In this self-explicative video Autodesk demonstrates how to create a drone frames (and other objects) with generative design (Dreamcatcher).
Implication of the Evolutionary Method
Wrapping-up: so far we’ve seen that a new “Evolutionary Method” is going to augment our creativity. New performing things could be obtained exploiting the same generative force that created forms of life: the evolution. With this new superpower we’re augmenting our capability to create new forms of intelligence, new structures and new forms of life. We’ve also seen that this method is different from the scientific method.
Evolutionary vs. Scientific Method — the role of chaos Poor Galileo didn’t have an isolated and fast micro-world. And building up a cathedral by trial and errors in the real world was not so convenient: he needed a theory and a rational approach that could predict the implication of each design choice. But with the capability to create fast, isolated micro-worlds and populate them with free agents: everything is changing.
The first implication is: Chaos, traditionally considered negative — the natural enemy of theories and rational explanations — now becomes a developing factor.
The need of an unifying framework — As we’ve seen there are at least three different fields already empowered by directed evolution and sharing common traits: in structure design (with generative design), in chemistry (with directed evolution) and in artificial intelligence (with the training of neural network). “Evolution” has specific meaning in each field — and I apologize if I’ve been unprecise in the specific use of the term “evolution”. However, my goal here is to highlight a trend common to different fields. We should create a (super-)theory on how to direct the evolution, this means a set of techniques and knowledge about how to create something unkwnown though an evolutionary process.
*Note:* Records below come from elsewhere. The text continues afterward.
PR #43, opened 2019-10-12
implement eom when considering overlap between SPF

jjren:
In the VMF/CMF evolution scheme, the gauge condition is fixed to be left-canonical. However, in the actual numerical calculation, the condition is not fulfilled because of the finite time step. If the time step size is not appropriate, the overlap between different SPF function should be considered <\Psi_i|\Psi_j> = S_ij \neq \delta_ij.

A flag `force_Ovlp=False`  in `EvolveConfig` controls this feature. 
True/False: w/o considering the Overlap Matrix. The default is `False` now.

### DIFF
--- a/renormalizer/mps/backend.py
+++ b/renormalizer/mps/backend.py
@@ -58,8 +58,8 @@ class Backend:
         self.first_mp = False
         self._real_dtype = None
         self._complex_dtype = None
-        self.use_32bits()
-        #self.use_64bits()
+        #self.use_32bits()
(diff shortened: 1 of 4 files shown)


jjren:
The annoying 32bits problem comes again. I will do this job (issue #25) these days. @liwt31

liwt31:
> The annoying 32bits problem comes again. I will do this job (issue #25) these days. @liwt31

I hope you find some of my comments in #25 helpful

PR #27, opened 2019-09-02
Fix scheme4

liwt31:
In scheme 4 all electron DOFs are in the same site.

Previously there's no zero exciton space in scheme4, which leads to a number of inconveniences.

This PR:
- add more docs (comments) on the scheme4 MPO
- add zero exciton state and QN for scheme4. All workarounds such as  `VirtualOnSite` can be removed

PR #47, opened 2019-11-07
improve charge transport

liwt31:
Add documents to `ChargeTransport` and add a new attribute -- k-space occupations. Details can be found in the code and documentation.

Some other changes:
- Refactored some code, including renaming the ambiguous `left` to `to_right` in order to be more explicit.
- Fixed a bug of not calculating reduced density matrices correctly in scheme 4, which is introduced in #27 .

### DIFF
--- a/.travis.yml
+++ b/.travis.yml
@@ -9,12 +9,8 @@ install:
 
 script:
     - pytest --durations=0
-    - cd example; bash run.sh
-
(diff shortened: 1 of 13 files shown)


liwt31:
I forgot to included one of the doc files and the document for charge transport is not generated as expected. I'll fix this in the next commit.

PR #49, opened 2019-11-08
add finite temperature cv

jiangtong1000:
- Add finite temperature **correction vector** code 
- Modify zero temperature code by utilizing a super class for both zero/finite temperature conditions
Apart from this, *since correction vector at finite temperature is a MPO,* which also requires a initialization function `finiteT_cv` (implemented in `mps/mpo.py`). Besides, due to the algorithm similarity between ground state calculation and correction vector approach, a `select_Xbasis` is implemented in `mps/lib.py`, as the `select_basis` for MPS in ground state calculation


renormalizer/cv/tests/.ipynb_checkpoints/Untitled-checkpoint.ipynb
```diff
@@ -0,0 +1,6 @@
+{
```
liwt31: redundant file?

renormalizer/cv/tests/test_abs.py
```diff
@@ -0,0 +1,46 @@
...
+from renormalizer.cv.finitet import SpectraFtCV
+import numpy as np
+from renormalizer.tests.parameter import mol_list
+import os
+from renormalizer.cv.tests import cur_dir
+from renormalizer.utils import Quantity, CompressConfig
+import pytest
+
+
+def test_zt_abs(switch_to_64backend):
```
liwt31: `switch_to_64backend` is no longer available on master and tests are all run in 64-bit backend.

renormalizer/mps/mpo.py
```diff
@@ -547,6 +551,94 @@ def ph_onsite(cls, mol_list: MolList, opera: str, mol_idx:int, ph_idx=0):
...
+            x, xdim, xqn, compx = update_cv(u_set, s_set, qnset, None, nexciton, m_max, spectratype, percent=percent)
+            dim_list.append(xdim)
+            X.qn[ix + 1] = xqn
+            x = x.reshape(dim_list[-2], mol_list.pbond_list[ix], mol_list.pbond_list[ix], dim_list[ix + 1])
+            X.append(x)
+        dim_list.append(1)
+        X.append(np.random.random([dim_list[-2], mol_list.pbond_list[-1],
+                                  mol_list.pbond_list[-1], dim_list[-1]]))
+        X.qnidx = len(X) - 1
+        X.left = False
```
liwt31: Another piece of bad news... In master `left` is renamed to `to_right` in order to be more explicit in #47

liwt31:
Thank you for your work but this commit seems to have several conflicts with the master branch. My suggestion is to rebase to master locally, then solve the conflicts and in the end force-push.

renormalizer/mps/matrix.py
```diff
@@ -46,7 +46,10 @@ def __init__(self, array, dtype=None, is_full_mpdm=False):
         backend.running = True
 
     def __getattr__(self, item):
-        res = getattr(self.array, item)
+        try:
```
liwt31: Could you explain why this necessary?

jiangtong1000: It is noticed that in the `__init__` function inside `class matrix` exist `self.array`, however, once `self` has no attribute `array`, it calls `__getattr__`, inside which undergoes `getattr(self.array, item)`, Which brings to an endless loop between them, and finally lead to a maximum recursion number. I met such problems when attempting to enable *multiprocessing*, upon which I have discussed with you before.

jiangtong1000:
> Thank you for your work but this commit seems to have several conflicts with the master branch. My suggestion is to rebase to master locally, then solve the conflicts and in the end force-push.

Done~ Thanks for your kind help! I think it will be fine, let me know if can be better

renormalizer/mps/matrix.py
liwt31: Forgive me but I still can't understand this. I remember the discussion but not the details. I've got two questions:
- When will an instance of `Matrix` be accessed without the attribute `array`. Is it during multiprocessing? 
- How does the current code fix this? Will a maximum recursion error be raised and caught by the `except` clause? Leading to an `AttributeError`?

jiangtong1000: - Yes, such circumstance occurs only when using multiprocessing. I added `print(item)` after `except`, and I got a lot of `array` printed.
- I refered to [https://www.cnblogs.com/blackmatrix/p/5681480.html], then I found it worked! Still, I need further study to understand it.

jjren:
Hi Tong @jiangtong1000 ,

Could you please add the exact expression of what your code actually calculates in the comment section of ft-cv and zt-cv so that the user could use it more properly? (The constant prefactor should be take care of.)

jiangtong1000:
> Hi Tong @jiangtong1000 ,
> 
> Could you please add the exact expression of what your code actually calculates in the comment section of ft-cv and zt-cv so that the user could use it more properly? (The constant prefactor should be take care of.)

Sure, good suggestion! @jjren

liwt31:
According to the [CI](https://travis-ci.org/shuaigroup/Renormalizer/builds/610130214) the finite temperature test costs more than 1 min:
```
65.93s call     renormalizer/cv/tests/test_abs.py::test_ft_abs
```
Currently, we're trying to avoid time-consuming tests (#25 ). Is it possible to reduce the time cost?
Possible approaches:
- Use smaller system
- Calculate less data points

renormalizer/mps/matrix.py
liwt31: Here's what happens. When starting multiprocessing empty `Matrix`s are *pickled*, leading to the infinite recursion. Your clause will catch the maximum recursion error and turn it into an `AttributeError`. The error is propagated and caught by the `pickle` module which feels OK with `AttributeError`. So everything is working as expected.

I've improved your approach in the lastest commit in two ways:
- More documents on what happens.
- Raise `AttributeError` directly instead of finishing 500 times of recursion firstly. This should be beneficial to the performance.

jiangtong1000:
> According to the [CI](https://travis-ci.org/shuaigroup/Renormalizer/builds/610130214) the finite temperature test costs more than 1 min:
> 
> ```
> 65.93s call     renormalizer/cv/tests/test_abs.py::test_ft_abs
> ```
> 
> Currently, we're trying to avoid time-consuming tests (#25 ). Is it possible to reduce the time cost?
> Possible approaches:
> 
> * Use smaller system
> * Calculate less data points

now reduce to 16 second in local test

liwt31:
> > According to the [CI](https://travis-ci.org/shuaigroup/Renormalizer/builds/610130214) the finite temperature test costs more than 1 min:
> > ```
> > 65.93s call     renormalizer/cv/tests/test_abs.py::test_ft_abs
> > ```
> > 
> > 
> > Currently, we're trying to avoid time-consuming tests (#25 ). Is it possible to reduce the time cost?
> > Possible approaches:
> > 
> > * Use smaller system
> > * Calculate less data points
> 
> now reduce to 16 second in local test

Good to me but your force-push has erased my commit... Luckily the content is not much, but next time be careful when force-push.

PR #54, opened 2019-11-11
optmize charge transport and add lots of doc

liwt31:
Optimize `ChargeTransport` in the following ways:
- Optimize how physical observables are calculated now that things like `e_occupations` are not cached properties.
- Allow auto-load from previous calculated thermal propagated states (although they're exact).
- Skip processing `MpDm` in `ThermalProp` if exact because it's usually not necessary and sometimes time-consuming compared to the propagation time.
- `expand_bond_dimension` is also improved
    - check the dimension of `expander` during every iteration to ensure that the expanded MPS has the bond dimension required.
    - introduce states in excited states in case when the initial state is localized.

Also, add lots of doc to `ThermalProp`.


renormalizer/mps/mps.py
```diff
@@ -181,11 +181,15 @@ def random(cls, mol_list: MolList, nexciton, m_max, percent=1.0) -> "Mps":
...
     @classmethod
     def gs(cls, mol_list: MolList, max_entangled: bool):
-        """
-        T = \\infty maximum entangled GS state
-        electronic site: pbond 0 element 1.0
-                         pbond 1 element 0.0
-        phonon site: digonal element sqrt(pbond) for normalization
+        r"""
+        Obtain ground state at :math:`T = 0` or :math:`T = \infty` (maximum entangled).
+        Electronic DOFs are always at ground state. and vibronic DOFs depend on ``max_entangled``.
```
jjren: vibrational not vibronic

renormalizer/mps/mps.py
```diff
@@ -181,11 +181,15 @@ def random(cls, mol_list: MolList, nexciton, m_max, percent=1.0) -> "Mps":
...
+        For Spin-Boson model the electronic DOF also depends on ``max_entangled``.
+
+        Args:
+            mol_list (:class:`~renormalizer.model.MolList`): system information.
+            max_entanggled (bool): temperature of the vibronic DOFs. If set to ``True``,
```
jjren: The same as the last comment

renormalizer/mps/mps.py
jjren: @liwt31  You can fix it in the next commit.

liwt31: OK I'll keep this in mind

Issue #53, opened 2019-11-11
modify ft cv emission part


jiangtong1000:
- finite temperature emission still need further modification, cooperating with different imaginary evolution configs
- enable dumping density operator for further analysis.
- add some test for emission

PR #55, opened 2019-11-12
modify imaginary time evolution for emission calculation

jiangtong1000:
- modify imaginary time evolution for emission calculation, can dump density matrix for further analysis #53

### DIFF
--- a/renormalizer/cv/finitet.py
+++ b/renormalizer/cv/finitet.py
@@ -12,7 +12,12 @@ from renormalizer.mps.matrix import (
 from renormalizer.cv.spectra_cv import SpectraCv
 from renormalizer.mps import (Mpo, svd_qn, MpDm, ThermalProp)
 from renormalizer.mps.lib import update_cv
+from renormalizer.utils import (
+    CompressConfig, EvolveConfig,
+    CompressCriteria, EvolveMethod
+)
 import copy
+import os
 import logging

The second implication is: we need a unified phylosophy or general framework describing the general form of the “Evolutionary Method”. This should be cross-disciplinary and agnostic of the implementation method (computer, bacteria, other…). A particular enphasis should be put on how to manage the “reproducibility issue” and document results in the scientific community.
Very complex objects are going to populate our real world, and these objects are coming directly from “directed micro-worlds”. These things are something “alien”, in the sense that doesn’t come nor from the evolution of our world, nor directly from human mind. They came from directed evolution happened inside artificially directed micro-worlds. We are already using alien things such as structures, proteins, e forms of intelligence, for which we’ve directed the evolution and are not rationally designed. These upcoming things are like dreams: we don’t have a full conscious understanding of their inner workings — but, actually, they work.
The place couldn’t be better: not only for the amazing italian villa with beautiful gardens, not only for the sunny warm day in the middle of the pre-alps, and not only for the superior quality of the food (and beverages including Rossi d’Angera liquors and Angelo Poretti beers). In-fact, inside the villa, there is a huge wall painting (of course original) of Giuseppe Bertini, imaging Galileo Galilei (1564−1642) showing the telescope to the Doge of Venice (Venezia). And, as you know, the scientific method was fashioned mostly entirely by Galileo Galilei. There’s no better place to talk about a the new evolutionary method to create new things. In fact, it doesn’t require a complete model of phenomena, and — in this sense — goes far beyond the scientific method.